学問の暴力
後藤悠樹『サハリンを忘れない 日本人残留者たちの見果てぬ故郷、永い記憶』(DU BOOKS、2018年)は、戦後70年以上たったいまでもロシア・サハリンで暮らしている日本人(や朝鮮人)を取材した記録である。著者は写真家なので、たんなる記録ではなく、取材した人々と著者との出会いや交流の様子も、現地の人々の表情を写した写真とともに、生き生きと描いている。
こんなエピソードが印象に残った。
サハリンに住む「ユリ子」さん。夫の源二さんは、アイヌの血を引く人らしい。あるとき、突然家に5,6人の研究者一行がやってきた。少数民族について調べているとのことだった。以下、著者の記述。

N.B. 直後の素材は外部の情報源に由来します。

PR #1413, opened 2020-04-19
Add public feedback UI

nicksellen:
#### Proposed Changes

* add third tab to the create reference flow to add optional public feedback

tr-feedback

#### Testing Instructions

* `git switch add/feedback-public-ui`
* `npm start`
* find a user on the map
* view their profile
* click "create a reference" near the top
* go through the 3 steps
* add some public feedback text
* see that it submits successfully
* (it won't be displayed on their profile, that is being done in a future PR)
* ... try the whole thing again, but _don't_ leave a public reference
* it should still work (as it's optional)

I would particularly like feedback on the text on the page, it should maybe be clearer that it is optional, and could have some better guidance for the user. As I understand it, @Akronix was particularly keen to have it that the user is writing content that gives a more complete picture of the user, to complement their profile, so not really writing about the visit/stay/meet itself, but about the person.

Some optimizations/tweaks I could add if people are interested:
- have a checkbox to first tick, to confirm they want to write something, before showing the text box
- ... maybe that's it

There are a few thoughts from @simison on the old PR: https://github.com/Trustroots/trustroots/pull/1384#issuecomment-613518304

Part of https://github.com/Trustroots/trustroots/issues/718


Akronix:
Personally, I'm OK with the change.
Although I'd like it more with a "Finish" button in the previous "Yes/No" step and next to it another "Give public feedback" or sth along those lines. So it feels more optional.
Maybe good to leave it like this at the beginning so we also get more public feedback from users.

modules/references/client/components/create-reference/Feedback.js
```diff
@@ -0,0 +1,42 @@
...
+        </label>
+        <textarea
+          className="form-control input-lg"
+          rows="7"
+          id="feedback-message"
+          onChange={event => onChangeFeedback(event.target.value)}
+          value={feedback}
+        ></textarea>
+        <span className="help-block">
+          {t('Were they were they great at cooking? or singing?')}
```
Akronix, line 31: I'm OK with the text on the page, but I don't consider myself an expert on this.
Just correct this repeated excerpt:
"Were they were they"

Akronix:
Now I see it there is not maximum length limit, right? Should be added me think as discussed here: https://codi.kanthaus.online/trustroots-references

simison:
> I'd like it more with a "Finish" button in the previous "Yes/No" step and next to it another "Give public feedback" or sth along those lines. So it feels more optional.

I didn't understand this, could you rephrase? :-)

nicksellen:
> Now I see it there is not maximum length limit, right? Should be added me think as discussed here: https://codi.kanthaus.online/trustroots-references

Ah, yeah. There is on the server, but not the client. It would just give an incomprehensable error to the user.

Pretty please can I postpone it to a references round 2 PR? We can create an issue to collect the refinements?

modules/references/client/components/create-reference/Feedback.js
nicksellen: Fixed in https://github.com/Trustroots/trustroots/pull/1413/commits/513bc81b096bf7d88c9d5975ddf30e7a4cfddec1

Akronix:
This is OK for me.
Replying to @simison this is what I mean:
image

Akronix:
image
We were discussing @MatthijsMali and I and we came up with this text that makes sense for a good flow when writing the public feedback.
> The reason for doing this: First let the user know what to do. Then if they are curious they can find other information (what do they do with this information).

simison:
> image

Thanks for the example! I appreciate you might've not meant this to be exactly how we should do it, but I'll comment on it anyway since I think this can be helpful. I think this UI example would be problematic for a couple of reasons, I'll outline why I think so here but we work on it in follow-up PRs and hash out the details.

The goal is really just to communicate that the final step is optional, right? :-)

- Two "equal" (color, placement) call-for-actions are more confusing than need to be; offering a split way via CTA buttons doesn't necessarily help if the user is just looking for a way to continue; they now need to make a decision based on button label and nothing else. If we want to avoid actually showing them the final step, it could be a toggle in the content of this "recommendation" step. I don't think that's optimal either because:
- User doesn't know what the next optional step is (or that there even is one). Either one of these buttons could equally indicate "publish my recommendation". User doesn't yet know that "feedback" is a separate free-text thing, so it's harder for them to make a decision to skip it.
- I think it's most clear if we just let the user go to the final feedback step to see what it is about before they need to decide if they wanna skip it. I also think we should push them more towards not needing necessarily to fill the freetext, but that's a separate design problem.

Lemme know what you think! We can also continue on a separate issue. :-)


> image
>
> We were discussing MatthijsMali and I and we came up with this text that makes sense for a good flow when writing the public feedback.
>
> The reason for doing this: First let the user know what to do. Then if they are curious they can find other information (what do they do with this information).

Valid point! I'd argue that since both guides are actually quite important to how they might write the description, and the bit about this being public being actually quite critical, I'd move them both above the field and instead of using small+grey text, have it in regular text size + color. Since they're important, we should optimize for users really reading them.

Screenshot 2020-04-20 at 12 45 14

What do you think?

modules/references/client/components/create-reference/Feedback.js
```diff
@@ -0,0 +1,42 @@
...
+        </label>
+        <textarea
+          className="form-control input-lg"
+          rows="7"
+          id="feedback-message"
+          onChange={event => onChangeFeedback(event.target.value)}
+          value={feedback}
+        ></textarea>
+        <span className="help-block">
+          {t('Were they great at cooking? singing? dancing?')}
```
mrkvon, line 31: Non-blocking:

I think this guideline would encourage people to judge.
I would prefer a culture in which people say `I felt such and such, experienced that and that, needed that and that.` instead of `This person was such and such.`. This point of view is shaped heavily by my understanding of [Nonviolent Communication](https://en.wikipedia.org/wiki/Nonviolent_Communication).
This should not block merging. If there is a desire to talk about this, let's do it independently of this PR; and iterate on the guideline only after such discussion.
I just really wanted to express my point of view on this, because it matters to me.

modules/references/client/components/create-reference/Feedback.js
```diff
@@ -0,0 +1,42 @@
...
+          {t('Would you like to describe something about them?')}
+        </h4>
+      </div>
+      <div
+        className="panel-body"
+        role="group"
+        aria-labelledby="feedback-public-question"
+      >
+        <label htmlFor="feedback-message" className="control-label">
+          {t('Public feedback')}
```
mrkvon, line 21: Non-blocking:

It's not clear to me that one can/should skip this step. Perhaps adding `(optional)` here or somewhere would help communicate our intention: `"Speak only if you have something to say"`.
WDYT?

simison: "(Optional)" seems like a great quick way to make it clearer 👍

nicksellen:
OK, I reworked the text a bit, sort-of incorporating a few ideas from everyone (maybe it loses all clarity in the process!)

* very _slightly_ more asking people to speak from their personal experience @mrkvon - although I found it hard to align with the idea I got from @Akronix, which was about getting them to write extra descriptive content that functions like an extended profile (so more about _them_ than the _experience_)
* added a bit more extended text from @MatthijsMali and @Akronix 
* moved the "help" text into the main body in normal size as @simison mentioned

It looks like this now:

publicfeedback

Unless there is a blocking request, I would propose we merge this as-is, then @Akronix can rebase, and potentially work on further changes in that branch (as it deals with various aspects of language), _or_ a totally seperate PR are in the future.

PR #1415, opened 2020-04-20
fix port for maildev

sitarane:
#### Proposed Changes

* Fix Maildev port from wrong to right

#### Testing Instructions

* Open localhost:1080. Do you see Maildev?

Fixes #

### DIFF
--- a/docker-compose.yml
+++ b/docker-compose.yml
@@ -37,7 +37,7 @@ maildev:
   container_name: maildev
   restart: always
   ports:
-    - "1080:1080"
+    - "1080:80"
 
 ## Database container
 mongodb:


nicksellen:
The image we're [1] using it actually out of date and tells us to use a newer image [2].

The newer image listens on port 1080 (from the usage example: `docker run -p 1080:1080 -p 1025:1025 maildev/maildev`), so just switching to the new image and reverting the port change should work.

It might be even nicer to explicitly configure the port to what we want, it supports env variables, e.g. `MAILDEV_WEB_PORT`, and then if the underlying image/app changes it's default, we are not impacted, but that could be optional.

[1] https://hub.docker.com/r/djfarrelly/maildev 
[2] https://hub.docker.com/r/maildev/maildev

PR #1431, opened 2020-04-26
Docker compose update

sitarane:
#### Proposed Changes

S'all in the commits...

* Remove maildev container: maildev already runs in the main container with Trustroots app
* Remove nginx service
* Upgrade docker-compose syntax from ? to 3.7 (current)
* Tweak a couple of commands here and there
* Updates to docs
* Copy both `package.json` and `package-lock.json` for `node_modules` cache layer busting
* Remove redundant `imagemagick`
* Remove InfluxDB container: this might be nice to add back in follow-ups, but for now the one we used was deprecated.
* Expose more ports

#### Testing Instructions

* Ensure you have `host: "0.0.0.0"` in your `config/env/local/js` file
* If you had previous instances, you might wanna `docker-compose build` again
* `docker-compose up`
* works?


docker-compose.yml
```diff
@@ -1,79 +1,82 @@
...
+    #  that they won't get overwritten by app directory
+    #  Read more: http://stackoverflow.com/a/32785014/1984644
+    networks:
+      - trustroots
+    volumes:
+      - ./:/trustroots
+      - node-modules:/trustroots/node_modules
+      - public:/trustroots/public
+      - uploads:/trustroots/uploads
+    command: npm run start
```
nicksellen, line 29: This now means it runs `maildev` inside the trustroots container _aswell_ as the one in the seperate container. The `start:docker` command is basically the same, except that it doesn't run `maildev`.

I'm pretty agnostic on whether it's better to run it in it's own container, or inside the trustroots container, but it should only run in one.

**if running in trustroots container**

- remove the `maildev` container
- move the mapped port to the trustroots container
- make sure the local.docker.js config stuff reflects the change too (I had some more thoughts on this I'll write seperately, as it could be for another PR)
- remove "start:docker" script definition from package.json

**if running standalone**

- either switch back to `start:docker` command...
- ...or could implement an environment variable to disable starting maildev (e.g. something like `"dashboard:mail": "[ -n \"$DISABLE_MAILDEV\" ] || maildev",`, although that's a bit ugly imo...)

docker-compose.yml
```diff
@@ -1,79 +1,82 @@
...
+    depends_on:
+      - mongodb
+      - maildev
+      - influxdb
+    ports:
+      - "3000:3000"
+      - "5858:5858"
+      - "35729:35729"
```
nicksellen, line 37: This can go away, it was for livereload which we don't use any more (webpack dev server connects via websocket connection on the same port for the main service, 3000).

nicksellen:
Oh, also re: [this slack thread](https://trustroots.slack.com/archives/C0A3Q15SS/p1588578399007500) my docker setup didn't work out the box, because it didn't install the correct npm deps... again, I don't think we need a solution in this PR, possibly needs more general discussion in slack about the best approach.

docker-compose.yml
sitarane: Well we gotta keep 3000 so we can access it from browser

docker-compose.yml
sitarane: I have done that.

> trustroots@0.3.3 install-dependencies /trustroots
> node ./bin/install-deps.js

internal/modules/cjs/loader.js:960
  throw err;
  ^

Error: Cannot find module '/trustroots/bin/install-deps.js'
    at Function.Module._resolveFilename (internal/modules/cjs/loader.js:957:15)
    at Function.Module._load (internal/modules/cjs/loader.js:840:27)
    at Function.executeUserEntryPoint [as runMain] (internal/modules/run_main.js:74:12)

「彼らは到着するなり挨拶もそこそこ、源二さんの周りを取り囲みフラッシュをたいて写真をバシャバシャと撮り始めた。データを取るために真正面、右向き、そして左向きというように、何もわからない源二さんは椅子に座ってフラッシュを浴びていた。そのうちにひとりがドラマでよく見るような青いビニール手袋をパチッとはめて、DNAの採取キットの準備に取り掛かり、またある者は勝手に会話の内容を録音し始めた。そしてまたある者は私たちが見せてもらっていた写真も勝手にカメラに収めるとそれを散らかしたままほかの作業に没頭していった。(中略)
手袋をはめた若い研究者に何のための研究なのかを尋ねると、
「非常に重要な研究です。科学と将来の人類のための研究です」
マーシャ(注:通訳)は伏し目がちに仕事用の口調で、人形のようにそう訳した。
一団はひとしきりデータを取り、ユリ子さんに出された食事を終えると、しばらくして帰って行った。文字通り嵐のような数時間で、源二さんは疲れ果て隣の部屋でひとりになっていた。(後略)」
「科学と将来の人類のための研究」と称して、ひとりの人間の人権を蹂躙する。この文章は、そのときの様子を冷静かつ克明に描いている。これだけで十分に伝わる描写である。
学問の暴力、という言葉を思い出した。そのことに無自覚だと、やがて学問は味方を失う。